Taxes

Pelosi's Tax Cuts for the Rich

As part of the next relief bill, the House speaker wants a favor for wealthy blue staters.

Nate Jackson · Apr. 1, 2020

House Speaker Nancy Pelosi is, if nothing else, totally shameless. As the coronavirus threat was just beginning, she was busy impeaching President Donald Trump. When he enacted travel bans to prevent the spread, she ripped it as “outrageous” and “un-American.” When Republicans and Democrats in the Senate came together to draft a massive relief package for the U.S. economy, Pelosi tried to load it up with totally unrelated left-wing wish-list items and delayed a House vote for nearly a week. Now, she’s ready for relief Round 4, and one of her big ideas is … drumroll please … tax cuts for wealthy blue staters. Shameless.

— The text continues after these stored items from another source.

Issue #391, opened 2015-01-23
Support adding/dropping indexes concurrently


josevalim:

josevalim:
* Docs from Postgres: http://www.postgresql.org/docs/9.2/static/sql-createindex.html
* How Rails implements it: http://robots.thoughtbot.com/how-to-create-postgres-indexes-concurrently-in

This pull request consists of four parts:

1. Adding the option to Ecto.Migration.Index
2. Changing the adapter to be aware of this new option
3. Support the `@disable_ddl_transaction true` inside Ecto.Migration that will automatically remove the transaction in Ecto.Migrator
4. Tests (could all be unit ones)

whatyouhide:
I'm having a shot at this and I have one question.

Since `CREATE INDEX CONCURRENTLY` is Postgres-specific, am I doing the right thing by adding a `:concurrently` field to the `Ecto.Migration.Index` struct? Thanks in advance!

josevalim:
Yes! It should default to false and other databases should likely raise!

-- 


*José Valimwww.plataformatec.com.br
<http://www.plataformatec.com.br/>Founder and Lead Developer*

whatyouhide:
Ok, I'm halfway through the implementation. I'll add the `@disable_ddl_transaction` functionality and then some tests. Thanks!

PR #424, opened 2015-02-01
Add support for adding/dropping indexes concurrently with Postgres

whatyouhide:
I added support for adding/dropping indexes concurrently as specified in #391.

I'm not sure this PR is ready to merge, I think I need a short review first.

The most straightforward part has been adding `@disable_ddl_transaction` to `Ecto.Migration`: what I did was adding a `@before_compile` hook in `Ecto.Migration.__using__/1` in order to define a `__disable_ddl_transaction__/0` function on the migration module. This way, I can retrieve that value in `Ecto.Migrator` and avoid wrapping everything inside a transaction if that's the case.

The part I'm the least sure about is actually adding the `CONCURRENTLY` keyword to the query. I added the `:concurrently` field to the `Ecto.Migration.Index` struct and added the `CONCURRENTLY` only for the Postgres adapter (since only Postgres supports this option AFAIK), but didn't take any measure to ensure that the `:concurrently` field is ignored (or raised against) by other adapters.

What do you think for now?

**PS** I'd also love a small review to the unit test I wrote; I have to check that no transactions are run, but the schema migrator runs one so I can't just do `refute_receive {:transaction, _}`. Let me know!

### DIFF
--- a/lib/ecto/migration.ex
+++ b/lib/ecto/migration.ex
@@ -63,6 +63,32 @@ defmodule Ecto.Migration do
 
   Notice not all commands are reversible though. Trying to rollback
   a non-reversible command will raise an `Ecto.MigrationError`.
+
+  ## Transactions
+
+  By default, Ecto runs all migrations inside a transaction. That's not always
+  ideal: for example, PostgreSQL allows to create/drop indexes concurrently but
+  only outside of any transaction (see the [PostgreSQL
+  docs](http://www.postgresql.org/docs/9.2/static/sql-createindex.html#SQL-CREATEINDEX-CONCURRENTLY)).
+
+  Migrations can be forced to run outside a transaction by setting the
+  `@disable_ddl_transaction` module attribute to `true`:
+
+      defmodule MyRepo.Migrations.CreateIndexes do
+        use Ecto.Migration
+        @disable_ddl_transaction true
+
+        def change do
+          create index(:posts, [:slug], concurrently: true)
+        end
+      end
+
+  Since running migrations outside a transaction can be dangerous, consider
+  performing very few operations in such migrations.
+
+  See the `index/3` function for more information on creating/dropping indexes
+  concurrently.
+
   """
 
   defmodule Index do
@@ -229,6 +255,17 @@ defmodule Ecto.Migration do
 
   Indexes are non-unique by default.
 
+  ## Adding/dropping indexes concurrently
+
+  PostgreSQL supports adding/dropping indexes concurrently (see the
+  [docs](http://www.postgresql.org/docs/9.4/static/sql-createindex.html)).
+  In order to take advantage of this, the `:concurrently` option needs to be set
+  to `true` when the index is created/dropped.
+
+  **Note**: in order for the `:concurrently` option to work, the migration must
+  not be run inside a transaction. See the `Ecto.Migration` docs for more
+  information on running migrations outside of a transaction.
+
   ## Examples
 
       # Without a name, index defaults to products_category_id_sku_index
@@ -236,6 +273,9 @@ defmodule Ecto.Migration do
 
       # Name can be given explicitly though
       drop index(:products, [:category_id, :sku], name: :my_special_name)
+
+      # Adding an index concurrently
+      create index(:products, [:category_id, :sku], concurrently: true)
 
   """
   def index(table, columns, opts \\ []) when is_atom(table) and is_list(columns) do
--- a/lib/ecto/migration.ex
+++ b/lib/ecto/migration.ex
@@ -69,8 +69,19 @@ defmodule Ecto.Migration do
     @moduledoc """
     Defines an index struct used in migrations.
     """
-    defstruct table: nil, name: nil, columns: [], unique: false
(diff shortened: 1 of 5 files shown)


josevalim:
This pull request is **great**! I am adding just some tiny comments/suggestions!

lib/ecto/migration.ex
```diff
@@ -96,6 +107,15 @@ defmodule Ecto.Migration do
...
       def __migration__, do: true
+      @disable_ddl_transaction false
+      @before_compile Ecto.Migration
+    end
+  end
+
+  @doc false
+  defmacro __before_compile__(_env) do
+    quote do
+      def __disable_ddl_transaction__, do: @disable_ddl_transaction
```
josevalim: What if we store this under the __migration__ function?

lib/ecto/migrator.ex
```diff
@@ -56,13 +56,18 @@ defmodule Ecto.Migrator do
...
+    run_attempts = fn ->
       attempt(repo, module, :forward, :up, opts)
         || attempt(repo, module, :forward, :change, opts)
-        || raise Ecto.MigrationError,
-                 message: "#{inspect module} does not implement a `up/0` or `change/0` function"
+        || raise Ecto.MigrationError, message: "#{inspect module} does not implement a `up/0` or `change/0` function"
       SchemaMigration.up(repo, version)
     end
+
+    if module.__disable_ddl_transaction__ do
```
josevalim: We can move this to a function. `run_repo` or something.

test/ecto/migrator_test.exs
```diff
@@ -203,6 +212,18 @@ defmodule Ecto.MigratorTest do
...
   end
 
+  test "the migration can be disabled" do
+    capture_log fn ->
+      up(MockRepo, 0, NoTransactionMigration)
+
+      # Assert there's only one transaction message, which is for when the
+      # SchemaMigration does his thing. If @disable_ddl_transaction was set to
+      # false, we would have *two* {:transaction, _} messages.
+      {:messages, messages} = Process.info(self, :messages)
```
josevalim: You could do:

```elixir
# From the SchemaMigration insert transaction
assert_received {:transaction, _}

# No transaction from migration
refute_received {:transaction, _}
```

In fact, maybe we should add a test showing that repos with DDL transaction do run two transactions?

josevalim:
We just need one extra test here:

https://github.com/elixir-lang/ecto/blob/master/test/ecto/adapters/postgres_test.exs

That's where you can test if concurrently is being properly respected. :)

whatyouhide:
Ok, working on it!

whatyouhide:
Hey @josevalim, I made the changes you suggested. Quick wrap-up:

- Removed `__disable_ddl_transaction__` in favour of using `__migration__`
- Better tests for the transaction
- Added tests for the generated SQL
- Added `CONCURRENTLY` support for dropping indexes too (I completely missed that :|)

Let me know what else I can do :smiley:.

lib/ecto/migration.ex
```diff
@@ -69,8 +69,19 @@ defmodule Ecto.Migration do
...
+              columns: [],
+              unique: false,
+              concurrently: false
+
+    @type t :: %__MODULE__{
+      table: atom,
+      name: atom,
+      columns: [atom | String.t],
+      unique: boolean,
+      concurrently: boolean
```
josevalim: We need to update the docs of the `index` function too, right? Maybe add a couple paragraphs about how to use concurrent indexes and disable_ddl_transaction.

whatyouhide:
I'm usually a docs nerd, I completely forgot to add them here!

Last doubt: as the Postgres docs say, you can't create/drop indexes concurrently inside a transaction. Should we prevent setting the `:concurrently` option to `true` when `@disable_ddl_transaction` has not been set to `true`? We could just raise or we could let the error go down to Postgres/Postgrex. What do you think?

test/ecto/migrator_test.exs
```diff
@@ -45,6 +45,25 @@ defmodule Ecto.MigratorTest do
...
+  defmodule NoTransactionMigration do
+    use Ecto.Migration
+    @disable_ddl_transaction true
+
+    def change do
+      create index(:posts, [:foo])
+    end
+  end
+
+  defmodule TransactionMigration do
```
josevalim: Can we use an existing migration? Avoid defining many modules as they become hard to maintain and affect the testing time considerably. :)

josevalim:
> Last doubt: as the Postgres docs say, you can't create/drop indexes concurrently inside a transaction. Should we prevent setting the :concurrently option to true when @disable_ddl_transaction has not been set to true? We could just raise or we could let the error go down to Postgres/Postgrex. What do you think?

I am not sure. Right now I am more inclined to not do anything, because maybe it is a postgrex only limitation or maybe it will even change with time. I think this path will be fine as long as the docs are clear. :)

test/ecto/migrator_test.exs
whatyouhide: Fixed this by `push --force`'ing so that the history looks niiice!

whatyouhide:
Great, thanks! :smiley: :heart:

When Republicans passed the 2017 tax cuts without a single Democrat vote, one of the things leftists carped about loudest was “tax cuts for the rich.” (Never mind that most cuts went to the middle class.) But, ironically, Democrats also objected to the $10,000 cap to the federal deduction for state and local taxes (SALT). This most heavily impacted high-income residents of high-tax blue states because they couldn’t deduct all those taxes on their federal returns. Republicans had grown tired of low-tax red states effectively subsidizing high-tax blue ones, like Pelosi’s California. Ever since, Democrats have been trying to repeal that cap, have courts strike it down, or implement accounting gimmicks at the state level to undermine it.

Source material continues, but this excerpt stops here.